The idea of a self-destructible device that has a pre-recorded message that goes “This tape will self-destruct in five seconds” as soon as you switch it up sounds straight out of a cool, tech savvy detective action movie does it not?

But thanks to a bunch of scientists from the University of Houston and China, this is now reality.

The researchers have produced electronic devices that gradually decompose through reactions with water in the air. They believe the device could have important applications not just in security but in environmental protection and potentially medicine too.

The work holds promise for eco-friendly disposable personal electronics and biomedical devices that dissolve within the body. There are also defense applications, including devices that can be programmed to dissolve in order to safeguard sensitive information, said Cunjiang Yu, Bill D. Cook Assistant Professor of mechanical engineering at the University of Houston and lead author of the paper.

Undoubtedly, with electronic devices becoming ever more widesprea

d, interest has grown in ‘transient electronics’, which would do their job and then decompose. The field currently requires immersion in aqueous corrosive solutions or biofluids. Yu said this work demonstrates a completely new working mechanism – the dissolution is triggered by ambient moisture. Which means that a biomedical implant could be programmed to disappear when its task – delivering medication, for example – is complete. Sensitive communications could be devised to literally vanish once the message was delivered.
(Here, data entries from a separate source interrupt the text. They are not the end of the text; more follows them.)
PR #133, opened 2026-04-20
Add design doc: adapter-side trash work (GUM-556)

taggartgorman:
## Summary
- Companion adapter-side design doc to the backend trash design in `photos/docs/design-docs/trash-soft-delete-retention.md` (GUM-556)
- Covers delete `force` mapping, `/trash/*` endpoint implementations, `isTrashed` / `deletedAt` DTO plumbing, sync-stream hydration via the backend's privileged fetch, `on_asset_trash` / `on_asset_restore` WebSocket events, and `trashDays` server config
- Registers the new doc in `AGENTS.md` under Design Docs

Linear: https://linear.app/gumnut-ai/issue/GUM-556/implement-trash-soft-delete-with-retention

## Test plan
- [ ] Doc renders correctly on GitHub
- [ ] File paths and line numbers referenced in the doc still match the current `main` checkout
- [ ] Cross-reference to backend doc resolves after review

### DIFF
--- a/docs/design-docs/trash-soft-delete-adapter.md
+++ b/docs/design-docs/trash-soft-delete-adapter.md
@@ -48,8 +48,8 @@ Non-goals:
 
 Split the flow in `delete_assets` (`routers/api/assets.py:609`):
 
-- `force=False` (Immich default): call the backend's `trash_assets` endpoint with the full id list in a single request. Backend returns the ids that actually transitioned (live → trashed). For each transitioned id, emit a WebSocket `on_asset_trash` event; see *WebSocket events* below.
-- `force=True`: call the backend's `purge_assets` endpoint with the full id list. Backend returns the ids that were actually purged. Emit `on_asset_delete` per purged id.
+- `force=False` (Immich default): call the backend's `trash_assets` endpoint with the full id list in a single request. Backend returns the ids that actually transitioned (live → trashed). Emit a single batched `on_asset_trash` WebSocket event with the full transitioned-id array; see *WebSocket events* below for the array-payload contract.
+- `force=True`: call the backend's `purge_assets` endpoint with the full id list. Backend returns the ids that were actually purged. Emit one `on_asset_delete` event per purged id (Immich's wire shape is single-id per event for permanent deletes).
 
 Both paths replace the current per-id loop: today's code issues one `client.assets.delete(...)` per id and swallows 404s individually. The new paths should issue one bulk call per request and preserve the "return 204 and keep going" semantics by letting the backend skip ids it cannot transition (it already no-ops on already-trashed / already-deleted, per the backend design's `UPDATE ... WHERE deleted_at IS NULL RETURNING id` contract). Partial failures at the network layer still map through `map_gumnut_error` and surface as a single adapter 5xx to the client.
 
@@ -59,9 +59,9 @@ The exact REST shape on the backend side — `POST /api/assets/trash` vs. `DELET
 
 `routers/api/trash.py` is replaced end to end:
 
-- `POST /api/trash/restore/assets` → call backend `restore_assets` with the DTO id list. Emit `on_asset_restore` for every id the backend reports restored. Return `TrashResponseDto(count=<restored>)`.
-- `POST /api/trash/restore` → restore **all** of the caller's trashed assets. Immich's native `TrashService.restore(auth)` takes no id list (see `immich/server/src/services/trash.service.ts:27`). The backend exposes `list_trashed_assets()` per-library; the adapter enumerates the caller's trashed ids (paginated) and calls `restore_assets` with them. Return the total restored count, and emit `on_asset_restore` in batches so the event payload stays bounded.
-- `POST /api/trash/empty` → purge **all** of the caller's trashed assets. Same enumeration pattern: list trashed ids, then call the backend's `purge_assets`. Return the count purged. Emit `on_asset_delete` per purged id.
+- `POST /api/trash/restore/assets` → call backend `restore_assets` with the DTO id list. Emit a single batched `on_asset_restore` WebSocket event carrying the full restored-id array. Return `TrashResponseDto(count=<restored>)`.
+- `POST /api/trash/restore` → restore **all** of the caller's trashed assets. Immich's native `TrashService.restore(auth)` takes no id list (see `immich/server/src/services/trash.service.ts:27`). The backend exposes `list_trashed_assets()` per-library; the adapter enumerates the caller's trashed ids (paginated) and calls `restore_assets` with them. Return the total restored count. Emit one batched `on_asset_restore` event per enumeration page (the restored-id array is bounded by the page size) rather than one per id or one mega-event across all pages.
+- `POST /api/trash/empty` → purge **all** of the caller's trashed assets. Same enumeration pattern: list trashed ids, then call the backend's `purge_assets`. Return the count purged. Emit one `on_asset_delete` event per purged id (Immich's wire shape is single-id per event for permanent deletes).
 
 Immich's native `POST /trash/empty` returns immediately and queues the deletions to a background job (`TrashService.empty` → `AssetEmptyTrash` queue). The backend's `purge_assets` is also async-safe: it commits the DELETE + outbox together, and storage/CDN cleanup runs on `on_commit` via `AssetStorageCleanupTask`. So the adapter can call `purge_assets` synchronously and return the count; the user-visible behavior (assets disappear from the trash view immediately, storage frees shortly after) is indistinguishable from Immich's native behavior.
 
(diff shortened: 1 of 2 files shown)


taggartgorman:
@CharlieHelps review please

taggartgorman:
## Review feedback addressed (round 1)

Both items from @charliehelps are auto-fixed (two-way door doc edits). No escalations.

### Auto-fixed

1. **[Blocking] Rollout sequencing for PR A vs backend PR 1** — rewrote the Migration / Rollout Plan to explicitly gate all three adapter PRs (A/B/C) on backend PR 1 deploy + Gumnut SDK regeneration. Removed the "safe to land early" claim on PR A. Kept the orthogonal distinction that PR A can land before or after backend PR 2 (default-delete cutover) — the privileged-fetch switch and DTO passthrough are correct no-ops while `deleted_at` is null everywhere, which is the pre-PR-2 regime.
2. **[Non-blocking] WebSocket emission wording** — tightened the delete/trash section bullets so "emit a single batched `on_asset_trash` event with the full transitioned-id array" matches the later WebSocket contract section. Restore endpoints follow the same pattern. Permanent-delete stays per-id (matching Immich's `on_asset_delete: [string]` shape). For the `/trash/restore` enumeration flow, clarified that a batched event fires per enumeration page — bounded by page size — rather than per-id or one mega-event.

### Skipped

None.

Commit: 5e05d0b

docs/design-docs/trash-soft-delete-adapter.md
```diff
@@ -0,0 +1,247 @@
...
+
+Suggested adapter PR order (single PR is fine if reviewers prefer; these split out if the diff gets large):
+
+**PR A — DTO conversions + sync stream hydration**
+
+1. Add `deleted_at` passthrough in `convert_gumnut_asset_to_immich`, `gumnut_asset_to_sync_asset_v1`, and `build_asset_upload_ready_payload`.
+2. Switch `fetch_entities_map`'s `asset` branch to the privileged (include-trashed) fetch for sync-stream callers. Keep the default `assets.list` for every other caller (`timeline.py`, `albums.py`, `people.py`, `assets.py`, `search.py`).
+3. Update `trashDays` in server config to read from env.
+
+Before backend PR 1 ships, `deleted_at` is always null on the wire, so all three changes are no-ops in production; safe to land early.
```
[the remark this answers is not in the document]
taggartgorman: Fixed in 5e05d0b. The Rollout section now explicitly gates all three adapter PRs on backend PR 1 + SDK regeneration and removes the safe-to-land-early claim for PR A. PR A can still land before or after backend PR 2 (default-delete cutover) — the privileged-fetch switch and DTO passthrough are correct no-ops in the pre-PR-2 regime.

docs/design-docs/trash-soft-delete-adapter.md
```diff
@@ -0,0 +1,245 @@
...
+status: draft
+created: 2026-04-20
+last-updated: 2026-04-20
+---
+
+# Trash: Soft-Delete with Retention (Adapter)
+
+## Context
+
+The backend half of this work is designed in `photos/docs/design-docs/trash-soft-delete-retention.md` (GUM-556) and already merged as a design. It adds a nullable `deleted_at` column on `assets`, splits `AssetService.delete_assets()` into `trash_assets` / `restore_assets` / `purge_assets`, emits new `ASSET_TRASHED` / `ASSET_RESTORED` events, filters trashed rows from every user-facing query, and schedules a retention-driven purge task. The backend also exposes a privileged ids-only fetch that includes trashed rows (for sync hydration) and exposes `deleted_at` on `AssetResponse`.
```
ternarybits: Immich-adapter should never refer to documents in the closed source Gumnut repos.  It can talk about the interface and guarantees that it's relying on, but not point to specific document paths.

docs/design-docs/trash-soft-delete-adapter.md
```diff
@@ -0,0 +1,245 @@
...
+
+This doc covers the adapter half. Today:
+
+- `DELETE /api/assets` (`routers/api/assets.py:609`) hard-deletes via `client.assets.delete`. The `force` parameter on `AssetBulkDeleteDto` is silently ignored (see `assets.py:617`).
+- `POST /api/trash/empty`, `POST /api/trash/restore`, and `POST /api/trash/restore/assets` (`routers/api/trash.py`) all return `TrashResponseDto(count=0)` as stubs.
+- `GET /api/timeline/buckets` and `GET /api/timeline/bucket` (`routers/api/timeline.py:79-84`, `timeline.py:255`) return an empty list whenever `isTrashed=true` and hardcode `isTrashed=False` on every bucket entry — so the web trash page is permanently empty.
+- `GET /api/assets/statistics` (`routers/api/assets.py:693`) accepts an `isTrashed` query param but ignores it.
+- `POST /api/search/metadata` and `POST /api/search/large-assets` accept `withDeleted` / `trashedBefore` / `trashedAfter` and ignore them.
```
ternarybits, line 28: This implies that we need the ability to return both delete and non-deleted assets in the same response.  I don't think our database indexes in your design doc support that well.  They're all partial indexes on deleted_at.

docs/design-docs/trash-soft-delete-adapter.md
```diff
@@ -0,0 +1,245 @@
...
+- `AssetResponseDto.isTrashed` is hardcoded to `false` in `convert_gumnut_asset_to_immich` (`routers/utils/asset_conversion.py:357`).
+- `SyncAssetV1.deletedAt` is hardcoded to `None` in both `gumnut_asset_to_sync_asset_v1` (`routers/api/sync/converters.py:162`) and `build_asset_upload_ready_payload` (`routers/utils/asset_conversion.py:266`).
+- The adapter emits `WebSocketEvent.ASSET_DELETE` (`on_asset_delete`) on every delete (`assets.py:630-643`), regardless of `force`. The Immich UI uses `on_asset_trash` for soft-deletes and `on_asset_delete` only for permanent deletes; conflating the two causes the web client to remove the asset from the timeline immediately even on a soft delete, where a restore should have been possible.
+
+The Immich wire contract is public and consumed by unmodified web and mobile clients — we cannot change endpoint shapes. Internal plumbing is ours.
+
+## Goals
+
+- `DELETE /api/assets` honors `force`: `force=true` permanently deletes, `force=false` (the default) soft-deletes via the backend's new `trash_assets` service.
```
ternarybits: I'm thinking about the photos-api side of this API some more.  Let's chat about this in office.

Notes:
* I want to make it hard for an agent to accidentally force-delete assets.  
* The MCP tool for moving to trash should be different than the MCP tool for force deleting or emptying the trash.  I should be able to "allow" the "soft delete" tool without also allowing the "force delete"
* Should the REST API for moving an asset to the trash be DELETE?  That doesn't follow normal resource semantics.

docs/design-docs/trash-soft-delete-adapter.md
taggartgorman: Good call — done in d71d01e. Rewrote the context and dependencies sections to describe the backend interface and guarantees (nullable deleted_at, trash/restore/purge service methods, new ASSET_TRASHED/RESTORED events, privileged ids-only fetch, retention-driven purge) without naming private-repo paths. Also stripped the Linear ID.

docs/design-docs/trash-soft-delete-adapter.md
taggartgorman: You're right that `withDeleted=true` semantically asks for both in one response — that is the case the partial indexes don't serve directly. I dug through the access patterns we actually have:

- **Timeline/list endpoints** never ask for both — live timeline and trash page are separate endpoints on the Immich wire, so each query hits a single-scope index.
- **Checksum dedup on upload** does need to see both; it uses the existing non-partial `uq_assets_library_checksum` unique constraint, which spans both.
- **The privileged ids-only fetch** for sync hydration is a PK lookup — index-irrelevant.
- **`withDeleted=true` on search** is the one combined-view case. Search is ordered by vector similarity, not by date, so including trashed rows is a filter change on the query — the partial date indexes aren't what drive search plans. Also: the adapter defers `withDeleted=true` today because no Immich UI passes it, so this is forward-looking.

So the partial-predicate design holds for our current access patterns, but you're right that the backend doc doesn't say any of this. I've opened [GUM-592](https://linear.app/gumnut-ai/issue/GUM-592) to update the backend design doc to walk through each combined-view query and what serves it, so this reasoning is visible instead of having to be re-derived.

— drafted by Claude (Opus 4.7), posted by @taggartgorman

docs/design-docs/trash-soft-delete-adapter.md
taggartgorman: GUM-592 has been opened to handle updates to the backend design, including a "safer" surface regarding deletions.

ternarybits (approved):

The researchers deposited materials common in the semiconductor industry, such as copper, magnesium oxide and indium gallium zinc oxide semiconductors, onto a polyanhydride substrate. Gradually, water vapour from the air hydrolysed the polymer’s anhydride groups, causing decomposition of the film. The carboxylic acid produced by the hydrolysis could break down electronic materials too. The researchers fabricated transient resistors, capacitors, transistors and other electronic components. The decomposition time could be varied from days to weeks and potentially even longer by altering the polymer’s anhydride content and the humidity. Yu suggests this could be achieved in real-world devices using packaging.

John Rogers of Northwestern University, US, is impressed. “It introduces the notion that you can use the substrate as the vehicle for triggering physical disintegration and dissolution of the electronics. That’s a new concept in transient electronics, which I believe is emerging as a pretty important technology.” He suspects that the acidity, as well as the probable rapidity of hydrolysis in the moist environment of the body, may hinder biomedical uses, but he believes military applications are possible. “Ultimately, for those systems, the idea of a triggered transience is the holy grail,” he says. “But a system like Cunjiang’s, in which a timer is built into the material dictating how long it will exist, is interesting.”